Relevante porque faz emergir reflexões sobre a constante mobilidade do corpo, como lembra José Gil “[...] esta movimentação do corpo não parte do zero, de uma imobilidade ou de um repouso absolutos. A dança põe o corpo em movimento porque o corpo já está em movimento (movimento dos órgãos; movimento tensional que o mantém em vida; movimento do cérebro e dos pensamentos; movimento no equilíbrio da posição de pé [...]” (GIL, 2004, p. 76). Relevante porque dá a ver temáticas da natureza da dança, sua efemeridade virtual, a construção do espaço no corpo e pelo corpo, a relação com o ritmo e com sonoridades. Relevante porque se optássemos por transduzir vídeos para o corpo sem movimento aparente, poderíamos cair em procedimentos miméticos, figurativos e representativos. Relevante porque com a matriz de movimento único e infinitamente potente é possível realizar uma série de experimentações práticas que convergem a idéia de reprocessamento, como:

- A transdução de formas visuais já impregnadas na moldura videográfica. Aqui centraliza-se a idéia dos trabalho de pós-produção, também chamada de “poética do remake”, por Arlindo Machado.

“Pos-produção” é um termo técnico utilizado no mundo da televisão, do cinema e do vídeo. Designa o conjunto de processos efetuados sobre um material gravado: a montagem, a inclusão de outras fontes visuais ou sonoras, a legenda, as vozes em off, os efeitos especiais. Como um conjunto de atividades ligadas ao mundo dos serviços e da reciclagem, a pós-produção pertence ao setor terciário, oposto ao setor industrial ou agrícola – de produção de matérias brutas. [...] A matéria que manipulam já não é matéria prima. Para eles não se trata de elaborar uma forma a partir de um material bruto, senão trabalhar com objetos que já estão circulando no mercado cultural, ou seja, já informados por outros. [...] as ferramentas mais frequentemente utilizadas para produzir tais modelos relacionais são obras e estruturas formais preexistentes, como se o mundo dos produtos culturais e das obras de arte constituísse um estrato autônomo apto para agenciar instrumentos de relações entre os indivíduos; como se a instauração de novas formas de sociabilidade e uma verdadeira crítica das formas de vida contemporânea se dessem por uma atitude diferente a respeito do patrimônio artístico, mediante a produção de novas relações com a cultura em geral em com a obra de arte em particular. (BOURRIAUD, 2007, p. 7-9, tradução nossa)

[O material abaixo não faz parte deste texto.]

PR #398, opened 2025-06-19
meetings: remove PR and push triggers, add workflow_dispatch

jonchurch:
Idk if we need/want to run it on PR and push?

At the least though, adding the workflow_dispatch option would be very useful so we can run them on demand

### DIFF
--- a/.github/workflows/meetings.yml
+++ b/.github/workflows/meetings.yml
@@ -1,9 +1,6 @@
 name: Schedule Meetings
 on:
-  pull_request:
-  push:
-    branches:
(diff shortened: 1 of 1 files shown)


.github/workflows/meetings.yml
```diff
@@ -1,9 +1,6 @@
 name: Schedule Meetings
 on:
-  pull_request:
```
bjohansebas, line 3: I think a pull request makes sense when changes are made to the workflow.

bjohansebas (approved):

PR #408, opened 2025-07-21
fix: TC to meet 2 hours earlier

wesleytodd:
We have been discussing moving the meetings to an earlier time. This proposes 2 hours earlier.

PR #413, opened 2025-08-04
Fix: TC Schedule time

UlisesGascon:
Fix #408 as the calendar only reflected 1h and not 2h (discussed on Slack).

### DIFF
--- a/.github/workflows/meetings.yml
+++ b/.github/workflows/meetings.yml
@@ -25,8 +25,8 @@ jobs:
           agendaLabel: 'tc agenda'
           meetingLabels: 'meeting'
           # https://github.com/expressjs/discussions/issues/195#issuecomment-1973732769
-          # Starting on 2024-03-18 at 9pm UTC (2024-03-18T21:00:00.0Z) with a period of 2 weeks (P2W)
-          schedules: '2024-03-18T19:00:00.0Z/P2W'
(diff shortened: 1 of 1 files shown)


ctcpip (changes requested):
wait, this will actually make the issues the wrong time again!  🤣 

let's discuss at mtg

.github/workflows/meetings.yml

- Recursos videográficos de edição e exibição. Aqui concentram-se as possibilidades de aplicação no corpo já em movimento aparente das especificidades videográficas, como elipses, enquadramentos, metonímias, bidimensionalidade, zapping, poética das passagens, linhas de varredura, widescreen, multiplicação, repetição, uníssono, diferença, etc.

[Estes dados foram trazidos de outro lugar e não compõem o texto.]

PR #424, opened 2025-08-21
docs: documentation for third-party services used in the project

### LINKED ISSUE #324: Proposal: Create an infrastructure file
It would be very useful to document in detail which resources Express is using and who is providing them. This would not only ensure greater transparency in resource management but also be extremely helpful for future maintainers of the project. Having a clear record would allow them to easily understand the current infrastructure.

For example:

- https://github.com/curl/curl/blob/master/docs/INFRASTRUCTURE.md

bjohansebas:
Added a comprehensive list of third-party services used by the project, that’s the information I have; I’m not sure if we use any other services as part of our infrastructure, so please let me know closes https://github.com/expressjs/discussions/issues/324

cc: @bensternthal @expressjs/express-tc

### DIFF
--- a/docs/services.md
+++ b/docs/services.md
@@ -9,7 +9,7 @@ This project relies on the following third-party services:
 - **DNS**: LFX
   - **Domain Names**: expressjs.com
 - **Password Management:** 1Password
-- **Funding Management:** 
+- **Funding Management:**
   - [Open Collective](https://opencollective.com/express)
   - Thanks.dev
 - **Translations Management:** Crowdin
@@ -20,7 +20,7 @@ This project relies on the following third-party services:
 - **Code Repository:** GitHub (expressjs, pillarjs, jshttp)
 - **CI/CD:** GitHub Actions
 - **Website Preview:** Netlify
-- **Artifact Storage:** 
+- **Artifact Storage:**
   - Docker Hub
   - NPM (expressjs, express, jshttp, pillarjs)
 
--- a/docs/services.md
+++ b/docs/services.md
@@ -1,0 +1,38 @@
+# Third-Party Services Used
+
+This project relies on the following third-party services:
+
+## Hosting & Infrastructure
+
+- **Hosting**: Github Pages, Cloudflare
+- **Analytics**: Cloudflare
+- **DNS**: LFX
+  - **Domain Names**: expressjs.com
+- **Password Management:** 1Password
+- **Funding Management:** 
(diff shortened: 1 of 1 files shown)


docs/services.md
```diff
@@ -0,0 +1,38 @@
...
+## Hosting & Infrastructure
+
+- **Hosting**: Github Pages, Cloudflare
+- **Analytics**: Cloudflare
+- **DNS**: LFX
+  - **Domain Names**: expressjs.com
+- **Password Management:** 1Password
+- **Funding Management:** 
+  - [Open Collective](https://opencollective.com/express)
+  - Thanks.dev
```
bjohansebas, line 14: Thanks.dev should be connected to the Open Collective we have, because if the funding isn’t collected it’s lost, as thanks.dev refunds it to the sponsor after three months

docs/services.md
```diff
@@ -0,0 +1,38 @@
...
+- **Translations Management:** Crowdin
+- **Cloud Providers:** Digital Ocean, Datadog
+
+## Development & CI/CD
+
+- **Code Repository:** GitHub (expressjs, pillarjs, jshttp)
+- **CI/CD:** GitHub Actions
+- **Website Preview:** Netlify
+- **Artifact Storage:** 
+  - Docker Hub
```
bjohansebas, line 24: As far as I remember, @UlisesGascon created a Docker account for the perf team

docs/services.md
```diff
@@ -0,0 +1,38 @@
...
+This project relies on the following third-party services:
+
+## Hosting & Infrastructure
+
+- **Hosting**: Github Pages, Cloudflare
+- **Analytics**: Cloudflare
+- **DNS**: LFX
+  - **Domain Names**: expressjs.com
+- **Password Management:** 1Password
+- **Funding Management:**
```
bjohansebas, line 12: I know some packages are under the Tidelift program. I’m not sure if we should add it.

jonchurch:
We are discussing making a private repo to house this kind of information, in order to help with bus factor stuff or hand off. We can share it with foundation folks.

AKA, lets create a list of our various accounts and maybe the email addresses that own them (although 1Password theoretically should serve as a self documenting list of accounts we own and the email addresses associated with them if it works that way)

wesleytodd:
Not going to re-open this, but we should try to do this against the new `.github-private` repo: https://github.com/expressjs/.github-private

PR #429, opened 2025-08-27
🕰️ add timezones to meeting template

ctcpip:
I wanted to add UTC and figured it would be a good opportunity to also add some timezones to reflect meeting attendees.  (I realize the added European countries all share the same timezone. Don't `@` me!  😄)


sheplu (approved):
LGTM

PR #444, opened 2025-11-03
Default workflows part of all repositories

sheplu:
RFC to standardize the minimal set of workflows expected on all repositories

### DIFF
--- a/docs/rfc/0003-core-workflows.md
+++ b/docs/rfc/0003-core-workflows.md
@@ -1,0 +1,79 @@
+# Standard default CI/CD workflows for Express.js repositories
+
+## Summary
+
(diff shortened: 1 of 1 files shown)


docs/rfc/0003-core-workflows.md
```diff
@@ -0,0 +1,79 @@
...
+## Prior Art
+
+- GitHub recommends reusable organization workflows for consistency and maintenance.
+
+## Unresolved Questions
+
+- Which Node.js versions must be tested by default? (e.g., 22 + 24 vs 18 + 20 + 22 + LTS)  
+- Should push validation run on all branches or exclude `main`?  
+- Naming convention for workflows (`ci.yml`, `test.yml`, `validate.yml`)?  
+- Should `npm audit` or dependency checks be mandatory or optional?
```
bjohansebas, line 79: It definitely should be optional. All our dependencies are our own, and adding npm audit will only create noise in the workflow

ljharb: It’s not noise if it alerts about unaddressed CVEs tho

sheplu:
@expressjs/express-tc to be reviewed, definitely not priority 1 but this can spark a few discussion about the minimal requirement for all repos

PR #455, opened 2025-12-03
Rfc for reusable workflows naming repository

sheplu:
Rfc for reusable workflows naming repository

### DIFF
--- a/docs/rfc/0002-workflows-governance.md
+++ b/docs/rfc/0002-workflows-governance.md
@@ -1,0 +1,157 @@
+# Naming and Governance for the Central Repository of Reusable GitHub Actions
+
+## Summary
+
+This RFC proposes selecting an official repository name for hosting all shared and reusable GitHub Actions workflows used across the Express.js organization.
+
+This RFC also proposes the creation of a new **Infrastructure Working Group (WG)** responsible for governing CI/CD standards, maintaining shared workflows, and ensuring consistent automation practices across all Express.js repositories.
+
+## Motivation
+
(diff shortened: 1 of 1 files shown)


sheplu:
@expressjs/express-tc to be reviewed. in itself that not blocking and can be changed quickly - just some extra time later one with changing that value everywhere :)

docs/rfc/0002-workflows-governance.md
```diff
@@ -0,0 +1,157 @@
+# Naming and Governance for the Central Repository of Reusable GitHub Actions
+
+## Summary
+
+This RFC proposes selecting an official repository name for hosting all shared and reusable GitHub Actions workflows used across the Express.js organization.
+
+This RFC also proposes the creation of a new **Infrastructure Working Group (WG)** responsible for governing CI/CD standards, maintaining shared workflows, and ensuring consistent automation practices across all Express.js repositories.
```
blakeembrey, line 7: Should this be part of this RFC? I think I'd block on this, I don't think we have enough "work" for a working group, but happy to be wrong.

blakeembrey (changes requested):
Going over the existing repos, we already have:

* https://github.com/expressjs/.github
* https://github.com/expressjs/secure-publish
* https://github.com/expressjs/tooling
* https://github.com/expressjs/ci-workflows

I'd be in favor of using `.github`, and `tooling` if there's consensus on avoiding `.github` for some reason, and delete the other two.

Finally, what about using one repo per workflow to make versioning simpler? This doc doesn't really address how you'd version workflows if they're all in one repo.

PR #1234, opened 2025-02-17
fix(tailwind): swap @tailwindcss/vite for @tailwindcss/postcss

tylersayshi:
some nested components not working with the tailwind vite plugin. the hmr seemed broken when using the tailwind plugin as well.

related issue:
https://github.com/tailwindlabs/tailwindcss/issues/16585


dai-shi (approved):
LGTM

dai-shi:
@tylersayshi ah, we missed `07_cloudflare`. please open a follow-up pr.

rmarscher:
@tylersayshi Do you think Waku will switch back to the tailwind plugin instead of postcss since they are addressing the original issue? Does the tailwind vite plugin handle vendor prefixes based on browserslist? I couldn't find any mention of it.

tylersayshi:
> Do you think Waku will switch back to the tailwind plugin instead of postcss since they are addressing the original issue?
yes! tailwind released a change that is expected to fix the issues we were seeing, but we do need to still test those changes before recommending it again. If you have time to try out the tailwind vite plugin on your project(s) that would be helpful!
> Does the tailwind vite plugin handle vendor prefixes based on browserslist?
no idea... sounds like a good question for the tailwind discussions board.

dai-shi:
Please be aware we had two issues in the previous plugin. Another one was hot reload, right?

tylersayshi:
> Please be aware we had two issues in the previous plugin. Another one was hot reload, right?

right! i'd suspect we may need to do some work to integrate the plugin through the waku config `viteConfigs` field to get it working as expected all the time.

dai-shi:
@tylersayshi should we revisit this again?

tylersayshi:
> @tylersayshi should we revisit this again?

yep! If I have time I'll try to get to it, otherwise I made the issue and tagged it as a good first issue. It'd be really good for any new contributors.

dai-shi:
I'm not sure if it's good as a first issue, but maybe so if @tylersayshi can review the PR.

PR #1238, opened 2025-02-17
feat(create-waku): --template option

rmarscher:
Also related to #1208. I didn't realize template was different from example.

### DIFF
--- a/packages/create-waku/src/index.ts
+++ b/packages/create-waku/src/index.ts
@@ -70,6 +70,9 @@ const { values } = parseArgs({
     example: {
       type: 'string',
     },
+    template: {
+      type: 'string',
+    },
     help: {
       type: 'boolean',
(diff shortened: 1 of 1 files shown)


dai-shi:
My intention was to use `--example` for template too. You can specify the example with the tag.

dai-shi:
Hm, but yeah, this makes sense for your use case.

packages/create-waku/src/index.ts
```diff
@@ -70,6 +70,9 @@ const { values } = parseArgs({
     example: {
       type: 'string',
     },
+    template: {
+      type: 'string',
+    },
```
dai-shi, line 75: Please update the usage `displayUsage`.

dai-shi (approved):
Should be good.

PR #1242, opened 2025-02-17
Fix response streaming with wrangler dev server

### LINKED ISSUE #1237: Streaming dynamic server responses are buffered when testing with `wrangler dev`
It doesn't happen in production with a Cloudflare Worker or with `waku dev`. I found a [related issue](https://github.com/cloudflare/workers-sdk/issues/8004) in the workers-sdk repo. It seems to be due to automatic compression of html and txt responses. It looks like there is a [workaround](https://github.com/cloudflare/workers-sdk/issues/6577#issuecomment-2387260894) - but I think we can wait for an upstream fix to [#8004](https://github.com/cloudflare/workers-sdk/issues/8004).

rmarscher:
Fixes #1237.

### DIFF
--- a/examples/07_cloudflare/src/lib/hono.ts
+++ b/examples/07_cloudflare/src/lib/hono.ts
@@ -1,4 +1,4 @@
-import { getHonoContext as _getHonoContext } from 'waku/unstable_hono';
+import { getHonoContext as getHonoContextFromWaku } from 'waku/unstable_hono';
 import { isBuild } from './waku';
 
 export function getHonoContext() {
@@ -6,7 +6,7 @@ export function getHonoContext() {
     return undefined;
   }
   try {
-    return _getHonoContext<{ Bindings: Env }>();
+    return getHonoContextFromWaku<{ Bindings: Env }>();
   } catch (e) {
     if (isHonoContextUnavailableError(e)) {
       return undefined;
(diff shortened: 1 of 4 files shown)


examples/07_cloudflare/waku.cloudflare-middleware.ts
```diff
@@ -0,0 +1,74 @@
...
+export type HandlerRes = {
+  body?: ReadableStream;
+  headers?: Record<string, string | string[]>;
+  status?: number;
+};
+export type HandlerContext = {
+  readonly req: HandlerReq;
+  readonly res: HandlerRes;
+  readonly context: Record<string, unknown>;
+};
```
rmarscher, line 20: Can we export this from waku? I think only the Middleware type is exported from `'waku/config'` and I don't see a way to extract HandlerContext.

examples/07_cloudflare/src/lib/hono.ts
```diff
@@ -1,12 +1,12 @@
-import { getHonoContext as getHonoContextFromWaku } from 'waku/unstable_hono';
+import { getHonoContext as _getHonoContext } from 'waku/unstable_hono';
```
dai-shi, line 1: It's our coding style to use `_` prefix for "unused values", so we want to avoid using `_` for other meanings.

examples/07_cloudflare/waku.cloudflare-middleware.ts
dai-shi: I'll consider it in the future, but not soon.

Meanwhile:
```ts
type HandlerContext = Parameters<ReturnType<Middleware>>[0];
```

rmarscher: Thanks. I don't think I've used `<Parameters>` before. Good to know.

rmarscher:
Thanks for the review @dai-shi. I resolved the comments.

dai-shi (approved):
It looks pretty hacky, but I assume it's unavoidable.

- A justaposição/sobreposição/contaminação de sonoridades já impregnadas na moldura videográfica. Aqui, aproprio-me e tomo como ponto de partida sonora a poética de Elis Regina, dado que a cantora é produto audiovisual e aproxima em sua estética relações com o corpo, com a imagem e com discursos poéticos que tangenciam os temas da pesquisa, como as questões de interpretação X composição, memória cultural, etc.

- A aplicação e estudo das potências labanianas. Aqui centraliza-se a possibilidade de análise comparativa e aplicação de qualidades da escritura da mobilidade no corpo, imagem e som, através de aspectos como tempo, espaço, peso e fluxo.

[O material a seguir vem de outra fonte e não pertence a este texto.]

PR #1246, opened 2025-02-19
fix(router): _components and _hooks should be ignored by path typegen

### LINKED ISSUE #1244: Placing .tsx files in `_components` and `_hooks` directory generates paths in `pages.gen.ts`
https://github.com/user-attachments/assets/24ebffad-fd0c-4810-9388-32ab4bcb370d

<br/>

If the extension is changed to .ts, paths are not generated.
Accessing the generated paths in the browser results in '404 Not Found'.

tylersayshi:
fixes #1244

### DIFF
--- a/packages/waku/src/lib/utils/path.ts
+++ b/packages/waku/src/lib/utils/path.ts
@@ -205,9 +205,3 @@ export const getPathMapping = (
   }
   return mapping;
 };
-
-const IGNORED_PATH_PARTS = new Set(['_components', '_hooks']);
-
-/** Ignore paths like `_components` and `_hooks` in pages dir */
-export const isIgnoredPath = (paths: string[]) =>
-  paths.some((p) => IGNORED_PATH_PARTS.has(p));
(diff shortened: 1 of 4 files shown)


packages/waku/src/lib/utils/path.ts
```diff
@@ -205,3 +205,9 @@ export const getPathMapping = (
   }
   return mapping;
 };
+
+const IGNORED_PATH_PARTS = new Set(['_components', '_hooks']);
```
dai-shi, line 209: I'm not very comfortable with having this in this file.
This is very specific to `fs-router`.
If you want to have it outside `src/router/fs-router.ts`, consider `src/lib/utils/fs-router.ts`.

tylersayshi: moved to `src/lib/utils/fs-router.ts` ✅ 
it seemed wrong to import from `src/router/fs-router.ts` to the typegen plugin, so a utils file makes sense to me.

dai-shi (approved):
LGTM

PR #1249, opened 2025-02-19
feat: bypass Link click handler if alt click or defaultPrevented

### LINKED ISSUE #1248: It should be possible to open a Link in a new tab using browser default behavior
We always preventDefault() on our Link component. I think we should have an option to allow a meta-click to follow the default browser behavior.

rmarscher:
Fixes #1248.

### DIFF
--- a/e2e/fs-router.spec.ts
+++ b/e2e/fs-router.spec.ts
@@ -81,5 +81,18 @@ for (const mode of ['DEV', 'PRD'] as const) {
       await page.goto(`http://localhost:${port}/_components/Counter`);
       await expect(page.getByText('404 Not Found')).toBeVisible();
     });
+
+    test('alt click', async ({ page }) => {
+      await page.goto(`http://localhost:${port}`);
+      await expect(page.getByRole('heading', { name: 'Home' })).toBeVisible();
+      await page.click("a[href='/foo']", {
+        button: "right",
+      });
+      await expect(page.getByRole('heading', { name: 'Home' })).toBeVisible();
+      await page.click("a[href='/foo']", {
+        modifiers: ['ControlOrMeta'],
+      });
+      await expect(page.getByRole('heading', { name: 'Home' })).toBeVisible();
+    });
   });
 }
--- a/e2e/fs-router.spec.ts
+++ b/e2e/fs-router.spec.ts
@@ -86,7 +86,7 @@ for (const mode of ['DEV', 'PRD'] as const) {
       await page.goto(`http://localhost:${port}`);
       await expect(page.getByRole('heading', { name: 'Home' })).toBeVisible();
       await page.click("a[href='/foo']", {
-        button: "right",
+        button: 'right',
       });
       await expect(page.getByRole('heading', { name: 'Home' })).toBeVisible();
       await page.click("a[href='/foo']", {
--- a/packages/waku/src/router/client.ts
+++ b/packages/waku/src/router/client.ts
@@ -81,12 +81,12 @@ const parseRouteFromLocation = (): RouteProps => {
   return parseRoute(new URL(window.location.href));
 };
 
-function isAltClick(event: MouseEvent<HTMLAnchorElement>) {
+const isAltClick = (event: MouseEvent<HTMLAnchorElement>) => {
   return (
     event.button !== 0 ||
     !!(event.metaKey || event.altKey || event.ctrlKey || event.shiftKey)
   );
-}
+};
 
 let savedRscParams: [query: string, rscParams: URLSearchParams] | undefined;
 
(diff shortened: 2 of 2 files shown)


rmarscher:
I think this is a draft until we create an e2e test.

packages/waku/src/router/client.ts
```diff
@@ -261,9 +263,16 @@ export function Link({
...
+    const isAltClick =
+      unstable_defaultAltClick &&
+      Boolean(
+        event.metaKey || event.ctrlKey || event.shiftKey || event.button !== 0,
+      );
     const url = new URL(to, window.location.href);
-    if (url.href !== window.location.href) {
+    if (!isAltClick) {
+      event.preventDefault();
+    }
```
dai-shi, line 274: Why can it be this?
```js
if (isAltClick) {
  return;
}
```

rmarscher: That skips the onClick prop. What do you think about firing the onClick prop first? React Router does that and then doesn't run the internal handler if the onClick calls preventDefault().
https://github.com/remix-run/react-router/blob/react-router%407.2.0/packages/react-router/lib/dom/lib.tsx#L628-L635

dai-shi: Oh, that looks great. Any drawbacks?

rmarscher: Not that I can think of. It looks good to me. I'm traveling for the next few days so I probably won't push another update until the beginning of next week.

dai-shi: ping

packages/waku/src/router/client.ts
```diff
@@ -81,6 +81,13 @@ const parseRouteFromLocation = (): RouteProps => {
   return parseRoute(new URL(window.location.href));
 };
 
+function isAltClick(event: MouseEvent<HTMLAnchorElement>) {
```
dai-shi, line 84: Can you make it an arrow function? (Just a preference)

packages/waku/src/router/client.ts
```diff
@@ -265,8 +272,7 @@ export function Link({
       };
     }
   }, [unstable_prefetchOnView, router, to]);
-  const onClick = (event: MouseEvent<HTMLAnchorElement>) => {
-    event.preventDefault();
+  const internalOnClick = (_event: MouseEvent<HTMLAnchorElement>) => {
```
dai-shi, line 275: It's not confusing without it.
```suggestion
  const internalOnClick = () => {
```

packages/waku/src/router/client.ts
```diff
@@ -265,8 +272,7 @@ export function Link({
       };
     }
   }, [unstable_prefetchOnView, router, to]);
-  const onClick = (event: MouseEvent<HTMLAnchorElement>) => {
-    event.preventDefault();
```
dai-shi, line 269: Removing this causes e2e tests to fail, doesn't it?

packages/waku/src/router/client.ts
rmarscher: All set

packages/waku/src/router/client.ts
rmarscher: Yes, that was a mistake. I thought I moved it, not deleted.

packages/waku/src/router/client.ts
```diff
@@ -81,6 +81,13 @@ const parseRouteFromLocation = (): RouteProps => {
   return parseRoute(new URL(window.location.href));
 };
 
+const isAltClick = (event: MouseEvent<HTMLAnchorElement>) => {
+  return (
```
dai-shi, line 85: oops, I mean to avoid the return statement too.

dai-shi (approved):
Looks nice.

e2e/fs-router.spec.ts
```diff
@@ -81,5 +81,18 @@ for (const mode of ['DEV', 'PRD'] as const) {
       await page.goto(`http://localhost:${port}/_components/Counter`);
       await expect(page.getByText('404 Not Found')).toBeVisible();
     });
+
+    test('alt click', async ({ page }) => {
```
dai-shi, line 85: @rmarscher This test seems a little bit flaky.
https://github.com/wakujs/waku/actions/runs/14210540846/job/39816803332

dai-shi: https://github.com/wakujs/waku/actions/runs/14210920213/job/39817854884
It happens often on macos.

dai-shi: https://github.com/wakujs/waku/actions/runs/14218743873/job/39841399899
Happening more than expected.

dai-shi: https://github.com/wakujs/waku/pull/1319#issuecomment-2777395732

@tylersayshi

tylersayshi: This seems worth a try: https://github.com/wakujs/waku/pull/1351

dai-shi: I can retry "E2E on macos-latest (Node 22.7.0) - (2/4)" several times there.

PR #1256, opened 2025-02-21
fix(create-pages): Ensure dynamic layouts receive path prop

hamlim:
The logic seemed to be reversed when checking if the current layout segment is dynamic or static (see `!` in create-pages.ts), so the `path` prop was never provided.

Didn't run the E2E tests locally but verified by adding a temp test to `create-pages.test.ts` locally.


tylersayshi:
Yep this is exactly right, thanks for the fix… my bad here 🙈

tylersayshi (approved):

Assim, a escolha dos produtos videográficos a serem transduzidos para o corpo, que estava previsto no mapeamento poético a ser realizado no primeiro mês de execução do projeto, será realizada posteriormente e vai ceder espaço para discussões teóricas sobre as temáticas do projeto e para a criação da matriz de movimento a ser utilizada em todo o decorrer da pesquisa, uma vez que este procedimento parece ter um lugar de importância maior para o desenvolvimento da idéia proposta.